(Exercise data Opens)
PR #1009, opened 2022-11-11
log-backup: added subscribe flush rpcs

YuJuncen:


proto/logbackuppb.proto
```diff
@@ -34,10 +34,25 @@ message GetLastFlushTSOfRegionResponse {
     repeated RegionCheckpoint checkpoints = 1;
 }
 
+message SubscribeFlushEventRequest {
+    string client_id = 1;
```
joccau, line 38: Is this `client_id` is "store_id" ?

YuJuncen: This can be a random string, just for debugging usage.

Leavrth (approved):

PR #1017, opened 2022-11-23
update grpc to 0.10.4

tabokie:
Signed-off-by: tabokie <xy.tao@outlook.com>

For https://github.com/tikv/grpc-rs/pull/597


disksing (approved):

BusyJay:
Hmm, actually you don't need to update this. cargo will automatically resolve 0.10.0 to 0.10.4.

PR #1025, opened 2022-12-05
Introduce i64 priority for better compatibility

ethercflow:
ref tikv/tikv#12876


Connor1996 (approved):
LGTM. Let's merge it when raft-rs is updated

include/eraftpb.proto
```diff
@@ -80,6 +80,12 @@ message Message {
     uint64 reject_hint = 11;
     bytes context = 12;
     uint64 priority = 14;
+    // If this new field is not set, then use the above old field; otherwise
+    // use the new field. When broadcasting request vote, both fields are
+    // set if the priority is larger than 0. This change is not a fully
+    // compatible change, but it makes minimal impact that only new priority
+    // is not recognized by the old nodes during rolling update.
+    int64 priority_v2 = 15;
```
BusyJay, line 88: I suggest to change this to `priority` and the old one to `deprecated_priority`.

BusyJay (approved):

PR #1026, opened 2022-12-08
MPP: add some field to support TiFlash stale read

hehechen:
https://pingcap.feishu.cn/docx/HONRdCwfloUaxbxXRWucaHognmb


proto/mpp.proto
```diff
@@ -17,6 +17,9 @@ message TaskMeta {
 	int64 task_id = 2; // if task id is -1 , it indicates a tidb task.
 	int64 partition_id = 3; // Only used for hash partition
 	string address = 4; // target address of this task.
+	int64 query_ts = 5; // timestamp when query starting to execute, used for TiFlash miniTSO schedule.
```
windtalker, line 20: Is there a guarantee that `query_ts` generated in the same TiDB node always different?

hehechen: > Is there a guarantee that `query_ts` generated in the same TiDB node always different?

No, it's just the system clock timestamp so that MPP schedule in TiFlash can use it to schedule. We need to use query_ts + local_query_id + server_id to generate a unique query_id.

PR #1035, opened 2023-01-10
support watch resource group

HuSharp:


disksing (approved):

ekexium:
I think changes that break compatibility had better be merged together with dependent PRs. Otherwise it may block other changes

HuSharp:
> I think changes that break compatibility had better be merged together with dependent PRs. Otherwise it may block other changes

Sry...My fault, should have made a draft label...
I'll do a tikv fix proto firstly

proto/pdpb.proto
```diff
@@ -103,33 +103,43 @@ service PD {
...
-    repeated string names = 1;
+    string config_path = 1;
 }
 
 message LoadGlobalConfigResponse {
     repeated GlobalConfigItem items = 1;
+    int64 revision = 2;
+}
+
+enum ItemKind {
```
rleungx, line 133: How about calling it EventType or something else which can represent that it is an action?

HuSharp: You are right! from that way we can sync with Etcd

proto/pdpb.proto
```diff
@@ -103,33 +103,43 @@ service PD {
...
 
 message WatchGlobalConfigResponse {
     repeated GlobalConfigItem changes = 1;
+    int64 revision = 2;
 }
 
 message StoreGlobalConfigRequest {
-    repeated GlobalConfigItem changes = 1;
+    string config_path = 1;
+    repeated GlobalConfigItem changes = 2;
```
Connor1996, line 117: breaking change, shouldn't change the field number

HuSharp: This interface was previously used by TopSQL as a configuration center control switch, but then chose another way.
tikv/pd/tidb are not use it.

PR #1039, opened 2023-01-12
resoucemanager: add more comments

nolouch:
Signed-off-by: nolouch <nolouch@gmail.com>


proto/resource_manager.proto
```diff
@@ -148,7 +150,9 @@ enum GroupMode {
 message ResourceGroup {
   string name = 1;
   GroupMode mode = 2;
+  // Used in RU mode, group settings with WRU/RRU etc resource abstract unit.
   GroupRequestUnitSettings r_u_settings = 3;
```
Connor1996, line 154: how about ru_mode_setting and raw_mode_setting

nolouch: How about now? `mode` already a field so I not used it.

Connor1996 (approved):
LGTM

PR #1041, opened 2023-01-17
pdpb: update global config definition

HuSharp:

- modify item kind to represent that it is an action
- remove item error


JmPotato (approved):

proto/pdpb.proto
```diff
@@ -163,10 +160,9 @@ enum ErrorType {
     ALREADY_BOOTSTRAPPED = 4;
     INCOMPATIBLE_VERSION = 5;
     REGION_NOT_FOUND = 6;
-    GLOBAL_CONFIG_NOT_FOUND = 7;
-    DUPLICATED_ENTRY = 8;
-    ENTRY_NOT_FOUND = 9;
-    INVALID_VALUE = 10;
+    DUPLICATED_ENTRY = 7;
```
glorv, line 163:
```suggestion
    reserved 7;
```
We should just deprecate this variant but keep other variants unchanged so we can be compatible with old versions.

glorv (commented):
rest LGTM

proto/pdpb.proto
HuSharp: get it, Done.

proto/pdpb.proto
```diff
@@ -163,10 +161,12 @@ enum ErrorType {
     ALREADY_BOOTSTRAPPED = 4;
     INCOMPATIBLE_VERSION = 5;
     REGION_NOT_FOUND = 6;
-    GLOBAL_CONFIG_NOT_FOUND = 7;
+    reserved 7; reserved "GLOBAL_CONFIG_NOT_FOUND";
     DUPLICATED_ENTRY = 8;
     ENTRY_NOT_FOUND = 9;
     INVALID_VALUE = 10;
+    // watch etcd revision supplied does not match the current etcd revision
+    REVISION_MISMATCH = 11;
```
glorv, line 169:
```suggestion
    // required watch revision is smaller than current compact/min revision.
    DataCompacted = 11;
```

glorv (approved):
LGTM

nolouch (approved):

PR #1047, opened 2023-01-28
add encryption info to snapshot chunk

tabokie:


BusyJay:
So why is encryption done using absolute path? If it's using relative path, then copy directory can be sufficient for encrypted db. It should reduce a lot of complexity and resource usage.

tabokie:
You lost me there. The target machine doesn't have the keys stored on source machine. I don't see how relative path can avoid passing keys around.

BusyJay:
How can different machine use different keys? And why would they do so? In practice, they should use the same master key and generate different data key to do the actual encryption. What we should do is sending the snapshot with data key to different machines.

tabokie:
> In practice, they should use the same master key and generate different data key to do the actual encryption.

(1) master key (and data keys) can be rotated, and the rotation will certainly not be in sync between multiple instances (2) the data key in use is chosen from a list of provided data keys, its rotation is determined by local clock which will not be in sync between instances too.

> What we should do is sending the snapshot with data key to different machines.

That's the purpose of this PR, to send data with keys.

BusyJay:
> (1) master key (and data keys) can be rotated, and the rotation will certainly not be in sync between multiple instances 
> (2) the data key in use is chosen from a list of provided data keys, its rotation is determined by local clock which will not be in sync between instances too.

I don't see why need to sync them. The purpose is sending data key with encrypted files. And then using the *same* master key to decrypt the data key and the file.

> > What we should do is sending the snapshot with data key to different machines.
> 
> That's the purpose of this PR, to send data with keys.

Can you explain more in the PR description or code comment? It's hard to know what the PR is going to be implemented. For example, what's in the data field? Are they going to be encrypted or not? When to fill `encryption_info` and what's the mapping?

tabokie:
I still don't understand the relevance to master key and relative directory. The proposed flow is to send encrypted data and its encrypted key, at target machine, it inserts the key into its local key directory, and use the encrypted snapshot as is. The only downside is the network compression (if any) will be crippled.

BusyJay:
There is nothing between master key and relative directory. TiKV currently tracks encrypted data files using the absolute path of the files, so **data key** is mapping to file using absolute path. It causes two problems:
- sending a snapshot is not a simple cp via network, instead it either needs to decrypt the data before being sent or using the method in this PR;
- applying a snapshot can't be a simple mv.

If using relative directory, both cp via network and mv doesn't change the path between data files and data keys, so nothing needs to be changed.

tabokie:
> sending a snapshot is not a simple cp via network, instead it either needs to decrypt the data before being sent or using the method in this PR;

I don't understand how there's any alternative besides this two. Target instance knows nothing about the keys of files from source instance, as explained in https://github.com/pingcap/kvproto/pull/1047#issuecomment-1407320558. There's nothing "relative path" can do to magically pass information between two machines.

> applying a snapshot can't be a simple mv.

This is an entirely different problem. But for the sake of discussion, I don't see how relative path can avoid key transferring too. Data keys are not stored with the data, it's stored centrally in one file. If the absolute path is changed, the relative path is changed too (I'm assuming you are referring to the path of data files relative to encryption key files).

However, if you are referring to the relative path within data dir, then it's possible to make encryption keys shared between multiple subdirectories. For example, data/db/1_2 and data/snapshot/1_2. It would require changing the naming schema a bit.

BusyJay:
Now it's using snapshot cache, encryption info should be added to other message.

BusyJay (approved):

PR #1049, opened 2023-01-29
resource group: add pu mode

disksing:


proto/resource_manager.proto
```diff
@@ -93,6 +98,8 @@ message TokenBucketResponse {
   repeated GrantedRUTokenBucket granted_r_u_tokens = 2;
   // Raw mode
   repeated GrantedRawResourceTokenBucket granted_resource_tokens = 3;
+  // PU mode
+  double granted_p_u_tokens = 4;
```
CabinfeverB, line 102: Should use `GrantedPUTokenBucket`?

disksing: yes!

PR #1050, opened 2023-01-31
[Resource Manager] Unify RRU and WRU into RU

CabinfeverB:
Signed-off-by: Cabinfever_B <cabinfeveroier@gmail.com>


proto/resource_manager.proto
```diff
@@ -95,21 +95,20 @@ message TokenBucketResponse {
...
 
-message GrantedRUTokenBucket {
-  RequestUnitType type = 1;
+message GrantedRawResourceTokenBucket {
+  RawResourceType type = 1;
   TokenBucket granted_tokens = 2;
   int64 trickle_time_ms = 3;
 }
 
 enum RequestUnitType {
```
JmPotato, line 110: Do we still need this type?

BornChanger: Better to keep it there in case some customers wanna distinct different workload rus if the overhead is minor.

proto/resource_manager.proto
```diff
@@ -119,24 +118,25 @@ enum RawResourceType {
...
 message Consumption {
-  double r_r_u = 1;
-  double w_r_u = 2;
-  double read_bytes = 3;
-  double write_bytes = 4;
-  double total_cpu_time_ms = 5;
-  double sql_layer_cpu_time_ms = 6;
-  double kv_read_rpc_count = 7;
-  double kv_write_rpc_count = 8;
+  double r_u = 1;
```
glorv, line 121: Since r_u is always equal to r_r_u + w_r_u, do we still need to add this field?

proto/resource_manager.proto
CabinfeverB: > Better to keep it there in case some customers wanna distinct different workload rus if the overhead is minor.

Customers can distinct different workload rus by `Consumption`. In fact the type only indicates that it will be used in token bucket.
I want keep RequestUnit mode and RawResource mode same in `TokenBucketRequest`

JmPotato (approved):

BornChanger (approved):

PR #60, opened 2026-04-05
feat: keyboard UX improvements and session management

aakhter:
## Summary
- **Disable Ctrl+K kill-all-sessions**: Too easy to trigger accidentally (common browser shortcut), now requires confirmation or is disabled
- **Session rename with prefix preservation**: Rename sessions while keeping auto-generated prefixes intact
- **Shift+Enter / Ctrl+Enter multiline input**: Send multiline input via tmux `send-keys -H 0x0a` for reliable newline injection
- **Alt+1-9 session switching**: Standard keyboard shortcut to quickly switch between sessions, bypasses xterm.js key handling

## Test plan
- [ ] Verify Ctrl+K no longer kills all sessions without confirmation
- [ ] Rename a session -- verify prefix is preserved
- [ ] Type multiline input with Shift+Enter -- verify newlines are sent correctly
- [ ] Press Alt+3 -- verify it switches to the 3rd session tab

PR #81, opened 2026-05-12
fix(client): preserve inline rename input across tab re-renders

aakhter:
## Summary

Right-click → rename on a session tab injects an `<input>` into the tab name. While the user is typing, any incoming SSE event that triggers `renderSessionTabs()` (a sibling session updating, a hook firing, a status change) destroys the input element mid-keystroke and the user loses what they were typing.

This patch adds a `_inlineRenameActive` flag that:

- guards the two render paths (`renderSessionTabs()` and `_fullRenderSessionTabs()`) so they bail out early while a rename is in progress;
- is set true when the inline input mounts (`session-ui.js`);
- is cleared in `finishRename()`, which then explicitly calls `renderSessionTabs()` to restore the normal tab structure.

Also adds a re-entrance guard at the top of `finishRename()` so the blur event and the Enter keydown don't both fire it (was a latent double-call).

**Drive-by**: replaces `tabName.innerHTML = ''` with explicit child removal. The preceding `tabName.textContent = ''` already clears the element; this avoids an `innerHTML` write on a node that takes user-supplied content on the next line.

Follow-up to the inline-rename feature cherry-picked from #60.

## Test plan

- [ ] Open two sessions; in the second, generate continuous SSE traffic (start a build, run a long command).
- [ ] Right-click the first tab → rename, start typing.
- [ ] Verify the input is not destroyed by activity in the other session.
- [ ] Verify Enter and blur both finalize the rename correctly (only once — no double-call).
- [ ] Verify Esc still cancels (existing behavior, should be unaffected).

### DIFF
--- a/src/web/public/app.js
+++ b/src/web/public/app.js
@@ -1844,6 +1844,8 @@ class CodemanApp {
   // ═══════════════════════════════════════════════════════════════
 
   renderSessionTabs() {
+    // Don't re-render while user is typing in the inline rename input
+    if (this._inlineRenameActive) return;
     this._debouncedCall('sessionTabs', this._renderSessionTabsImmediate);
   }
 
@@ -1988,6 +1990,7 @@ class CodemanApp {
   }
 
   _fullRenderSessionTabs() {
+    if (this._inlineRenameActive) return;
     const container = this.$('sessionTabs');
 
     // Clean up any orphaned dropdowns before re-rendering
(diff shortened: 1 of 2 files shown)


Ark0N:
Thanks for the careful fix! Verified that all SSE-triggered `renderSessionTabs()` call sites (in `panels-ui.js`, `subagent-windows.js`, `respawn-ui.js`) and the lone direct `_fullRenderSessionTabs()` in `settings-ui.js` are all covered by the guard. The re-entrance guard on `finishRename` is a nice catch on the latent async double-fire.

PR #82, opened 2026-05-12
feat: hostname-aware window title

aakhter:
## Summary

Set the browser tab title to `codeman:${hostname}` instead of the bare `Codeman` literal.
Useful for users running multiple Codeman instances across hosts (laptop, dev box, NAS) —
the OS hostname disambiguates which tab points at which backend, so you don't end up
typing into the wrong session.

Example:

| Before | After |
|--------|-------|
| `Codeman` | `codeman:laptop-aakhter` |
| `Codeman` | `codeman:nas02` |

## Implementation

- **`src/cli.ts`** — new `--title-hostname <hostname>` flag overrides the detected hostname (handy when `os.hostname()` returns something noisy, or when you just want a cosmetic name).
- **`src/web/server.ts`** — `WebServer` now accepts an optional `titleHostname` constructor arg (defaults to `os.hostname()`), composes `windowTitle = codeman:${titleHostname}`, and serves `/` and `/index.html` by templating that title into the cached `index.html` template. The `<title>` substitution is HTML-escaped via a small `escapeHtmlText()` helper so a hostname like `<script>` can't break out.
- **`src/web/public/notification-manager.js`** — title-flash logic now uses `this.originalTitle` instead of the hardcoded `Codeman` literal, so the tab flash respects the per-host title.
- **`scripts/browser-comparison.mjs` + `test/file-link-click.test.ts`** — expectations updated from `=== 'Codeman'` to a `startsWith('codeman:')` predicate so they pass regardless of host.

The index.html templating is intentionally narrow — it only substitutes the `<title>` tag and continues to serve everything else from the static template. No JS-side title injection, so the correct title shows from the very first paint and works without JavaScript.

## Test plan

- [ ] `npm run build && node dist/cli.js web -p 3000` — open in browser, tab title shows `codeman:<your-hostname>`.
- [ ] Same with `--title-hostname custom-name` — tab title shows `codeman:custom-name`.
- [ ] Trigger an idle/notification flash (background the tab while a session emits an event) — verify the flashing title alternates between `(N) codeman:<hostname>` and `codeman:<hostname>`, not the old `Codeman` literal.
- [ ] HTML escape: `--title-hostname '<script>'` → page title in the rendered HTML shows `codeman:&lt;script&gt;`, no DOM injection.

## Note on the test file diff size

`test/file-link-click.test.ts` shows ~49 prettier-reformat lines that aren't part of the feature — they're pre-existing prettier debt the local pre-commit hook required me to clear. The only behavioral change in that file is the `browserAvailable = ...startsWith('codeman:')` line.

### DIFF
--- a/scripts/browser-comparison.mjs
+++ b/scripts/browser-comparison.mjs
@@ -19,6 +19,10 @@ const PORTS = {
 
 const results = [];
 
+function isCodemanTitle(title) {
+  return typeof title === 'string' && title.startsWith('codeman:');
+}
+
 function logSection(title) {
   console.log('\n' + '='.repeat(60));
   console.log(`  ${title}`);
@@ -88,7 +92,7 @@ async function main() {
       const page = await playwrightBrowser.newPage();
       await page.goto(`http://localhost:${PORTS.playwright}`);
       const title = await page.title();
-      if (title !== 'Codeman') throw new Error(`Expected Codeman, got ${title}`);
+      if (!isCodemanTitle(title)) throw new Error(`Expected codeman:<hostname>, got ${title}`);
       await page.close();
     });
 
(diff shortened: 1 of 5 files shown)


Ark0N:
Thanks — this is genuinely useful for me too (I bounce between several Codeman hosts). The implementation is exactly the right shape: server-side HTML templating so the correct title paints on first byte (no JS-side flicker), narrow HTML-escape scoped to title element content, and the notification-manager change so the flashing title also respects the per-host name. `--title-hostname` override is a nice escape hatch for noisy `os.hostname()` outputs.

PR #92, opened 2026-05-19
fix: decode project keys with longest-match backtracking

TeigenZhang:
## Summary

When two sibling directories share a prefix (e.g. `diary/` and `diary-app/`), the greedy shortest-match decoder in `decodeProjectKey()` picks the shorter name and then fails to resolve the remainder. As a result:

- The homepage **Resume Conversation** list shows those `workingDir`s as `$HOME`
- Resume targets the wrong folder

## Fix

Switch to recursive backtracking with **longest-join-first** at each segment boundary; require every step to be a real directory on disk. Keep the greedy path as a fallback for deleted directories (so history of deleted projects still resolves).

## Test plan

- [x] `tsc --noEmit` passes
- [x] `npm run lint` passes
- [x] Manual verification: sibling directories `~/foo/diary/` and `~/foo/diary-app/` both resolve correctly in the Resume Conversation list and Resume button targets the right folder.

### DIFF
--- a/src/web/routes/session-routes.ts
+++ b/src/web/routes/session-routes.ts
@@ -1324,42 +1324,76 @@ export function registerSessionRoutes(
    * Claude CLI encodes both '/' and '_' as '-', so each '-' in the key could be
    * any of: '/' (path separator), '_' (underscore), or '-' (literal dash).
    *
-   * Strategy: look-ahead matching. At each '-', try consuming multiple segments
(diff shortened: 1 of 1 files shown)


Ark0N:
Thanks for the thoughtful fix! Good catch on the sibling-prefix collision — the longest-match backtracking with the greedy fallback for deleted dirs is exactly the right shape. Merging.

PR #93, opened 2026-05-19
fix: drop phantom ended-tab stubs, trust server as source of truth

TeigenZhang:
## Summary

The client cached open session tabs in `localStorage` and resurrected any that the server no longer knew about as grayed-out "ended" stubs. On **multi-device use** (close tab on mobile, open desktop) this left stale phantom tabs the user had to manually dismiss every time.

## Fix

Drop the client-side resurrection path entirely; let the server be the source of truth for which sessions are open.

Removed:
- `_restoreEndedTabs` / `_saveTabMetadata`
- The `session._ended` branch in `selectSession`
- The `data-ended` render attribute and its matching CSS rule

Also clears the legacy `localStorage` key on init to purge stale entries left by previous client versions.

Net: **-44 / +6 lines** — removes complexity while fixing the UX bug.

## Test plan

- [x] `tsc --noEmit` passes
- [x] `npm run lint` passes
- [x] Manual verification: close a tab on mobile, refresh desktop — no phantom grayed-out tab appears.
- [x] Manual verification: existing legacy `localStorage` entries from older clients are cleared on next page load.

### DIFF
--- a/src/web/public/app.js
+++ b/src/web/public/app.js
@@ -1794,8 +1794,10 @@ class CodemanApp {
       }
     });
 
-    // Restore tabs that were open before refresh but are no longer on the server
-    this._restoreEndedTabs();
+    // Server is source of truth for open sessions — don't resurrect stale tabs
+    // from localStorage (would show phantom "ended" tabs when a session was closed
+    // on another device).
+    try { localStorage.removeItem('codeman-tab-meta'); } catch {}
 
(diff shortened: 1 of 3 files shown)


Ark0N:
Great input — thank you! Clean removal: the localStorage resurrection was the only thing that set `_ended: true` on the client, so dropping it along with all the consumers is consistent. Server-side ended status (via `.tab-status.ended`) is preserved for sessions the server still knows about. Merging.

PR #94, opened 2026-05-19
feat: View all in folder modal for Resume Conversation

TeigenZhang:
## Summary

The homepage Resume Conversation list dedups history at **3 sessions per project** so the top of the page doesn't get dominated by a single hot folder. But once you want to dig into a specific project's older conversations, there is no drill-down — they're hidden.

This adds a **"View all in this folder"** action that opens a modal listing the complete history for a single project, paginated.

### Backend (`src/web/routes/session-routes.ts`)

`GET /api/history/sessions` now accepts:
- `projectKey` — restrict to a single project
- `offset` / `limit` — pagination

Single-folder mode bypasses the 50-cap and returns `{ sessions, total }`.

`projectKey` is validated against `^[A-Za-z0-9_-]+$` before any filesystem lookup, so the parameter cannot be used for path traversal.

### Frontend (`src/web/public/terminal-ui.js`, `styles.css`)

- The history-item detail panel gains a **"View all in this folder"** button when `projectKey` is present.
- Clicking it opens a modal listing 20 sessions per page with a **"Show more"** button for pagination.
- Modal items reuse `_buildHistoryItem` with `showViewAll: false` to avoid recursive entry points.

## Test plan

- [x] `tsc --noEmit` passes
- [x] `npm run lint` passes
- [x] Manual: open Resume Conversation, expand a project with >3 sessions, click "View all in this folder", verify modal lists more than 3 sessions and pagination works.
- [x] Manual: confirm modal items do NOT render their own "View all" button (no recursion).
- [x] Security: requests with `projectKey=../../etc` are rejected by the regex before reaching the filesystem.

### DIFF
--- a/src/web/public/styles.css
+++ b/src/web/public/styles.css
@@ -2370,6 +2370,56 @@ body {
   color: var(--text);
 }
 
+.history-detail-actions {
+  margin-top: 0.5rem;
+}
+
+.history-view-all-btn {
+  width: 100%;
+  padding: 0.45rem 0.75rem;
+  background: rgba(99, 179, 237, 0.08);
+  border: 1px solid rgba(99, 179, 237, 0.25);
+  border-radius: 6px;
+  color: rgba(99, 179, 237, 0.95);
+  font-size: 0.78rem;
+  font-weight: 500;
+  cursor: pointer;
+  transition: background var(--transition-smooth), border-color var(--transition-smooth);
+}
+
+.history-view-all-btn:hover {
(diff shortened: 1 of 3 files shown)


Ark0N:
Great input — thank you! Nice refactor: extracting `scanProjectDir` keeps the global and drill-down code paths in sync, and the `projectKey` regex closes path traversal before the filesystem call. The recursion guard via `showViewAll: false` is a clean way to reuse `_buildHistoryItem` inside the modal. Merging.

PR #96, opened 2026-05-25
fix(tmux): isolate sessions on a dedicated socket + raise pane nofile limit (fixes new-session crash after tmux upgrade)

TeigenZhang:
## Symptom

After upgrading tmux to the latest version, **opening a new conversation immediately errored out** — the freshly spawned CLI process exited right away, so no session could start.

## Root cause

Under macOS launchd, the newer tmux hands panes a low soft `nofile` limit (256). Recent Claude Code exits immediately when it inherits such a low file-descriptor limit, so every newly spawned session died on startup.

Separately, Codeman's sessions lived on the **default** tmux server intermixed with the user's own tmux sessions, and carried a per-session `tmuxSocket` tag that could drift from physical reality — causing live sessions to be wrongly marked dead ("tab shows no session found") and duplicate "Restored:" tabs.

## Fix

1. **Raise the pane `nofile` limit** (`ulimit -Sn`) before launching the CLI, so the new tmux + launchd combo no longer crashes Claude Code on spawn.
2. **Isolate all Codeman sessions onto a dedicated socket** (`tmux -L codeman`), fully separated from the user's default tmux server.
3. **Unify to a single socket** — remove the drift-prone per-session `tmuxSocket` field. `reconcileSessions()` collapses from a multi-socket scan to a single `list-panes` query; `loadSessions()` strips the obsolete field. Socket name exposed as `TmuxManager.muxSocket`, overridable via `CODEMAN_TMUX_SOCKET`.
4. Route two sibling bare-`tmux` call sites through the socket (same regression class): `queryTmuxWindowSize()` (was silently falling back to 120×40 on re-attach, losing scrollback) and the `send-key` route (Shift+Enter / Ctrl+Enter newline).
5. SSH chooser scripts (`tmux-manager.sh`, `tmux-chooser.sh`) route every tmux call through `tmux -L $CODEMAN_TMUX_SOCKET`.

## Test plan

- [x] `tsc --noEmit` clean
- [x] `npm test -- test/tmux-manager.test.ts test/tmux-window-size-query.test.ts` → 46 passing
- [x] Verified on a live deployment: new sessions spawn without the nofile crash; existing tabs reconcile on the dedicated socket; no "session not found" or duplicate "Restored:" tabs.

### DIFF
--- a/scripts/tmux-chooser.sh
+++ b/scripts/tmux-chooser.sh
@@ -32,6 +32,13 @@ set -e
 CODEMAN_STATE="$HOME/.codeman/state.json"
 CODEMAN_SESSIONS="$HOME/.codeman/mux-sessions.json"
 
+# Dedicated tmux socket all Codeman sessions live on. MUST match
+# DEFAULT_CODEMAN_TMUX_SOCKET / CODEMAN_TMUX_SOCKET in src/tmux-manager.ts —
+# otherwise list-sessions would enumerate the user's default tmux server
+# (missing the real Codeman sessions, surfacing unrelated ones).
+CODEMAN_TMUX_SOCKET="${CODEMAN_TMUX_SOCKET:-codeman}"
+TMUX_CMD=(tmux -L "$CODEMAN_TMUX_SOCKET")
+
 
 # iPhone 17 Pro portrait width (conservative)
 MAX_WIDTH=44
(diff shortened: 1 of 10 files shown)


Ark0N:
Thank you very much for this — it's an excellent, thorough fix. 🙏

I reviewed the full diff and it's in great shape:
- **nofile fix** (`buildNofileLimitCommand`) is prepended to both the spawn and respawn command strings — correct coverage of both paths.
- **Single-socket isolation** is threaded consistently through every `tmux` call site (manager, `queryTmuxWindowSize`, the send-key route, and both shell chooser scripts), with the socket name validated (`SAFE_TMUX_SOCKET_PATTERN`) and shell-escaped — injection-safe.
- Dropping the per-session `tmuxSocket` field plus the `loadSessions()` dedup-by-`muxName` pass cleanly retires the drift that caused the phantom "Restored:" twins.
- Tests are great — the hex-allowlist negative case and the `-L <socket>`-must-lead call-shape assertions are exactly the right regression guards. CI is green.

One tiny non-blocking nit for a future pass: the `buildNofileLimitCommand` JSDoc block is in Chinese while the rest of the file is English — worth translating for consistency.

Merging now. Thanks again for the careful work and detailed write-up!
(Exercise data Closes)
> _Task to carry out_
Check every line of the records above for the string "grayed". Copy those that hold it.

> _Solved exercise_
The client cached open session tabs in `localStorage` and resurrected any that the server no longer knew about as grayed-out "ended" stubs. On **multi-device use** (close tab on mobile, open desktop) this left stale phantom tabs the user had to manually dismiss every time.
- [x] Manual verification: close a tab on mobile, refresh desktop — no phantom grayed-out tab appears.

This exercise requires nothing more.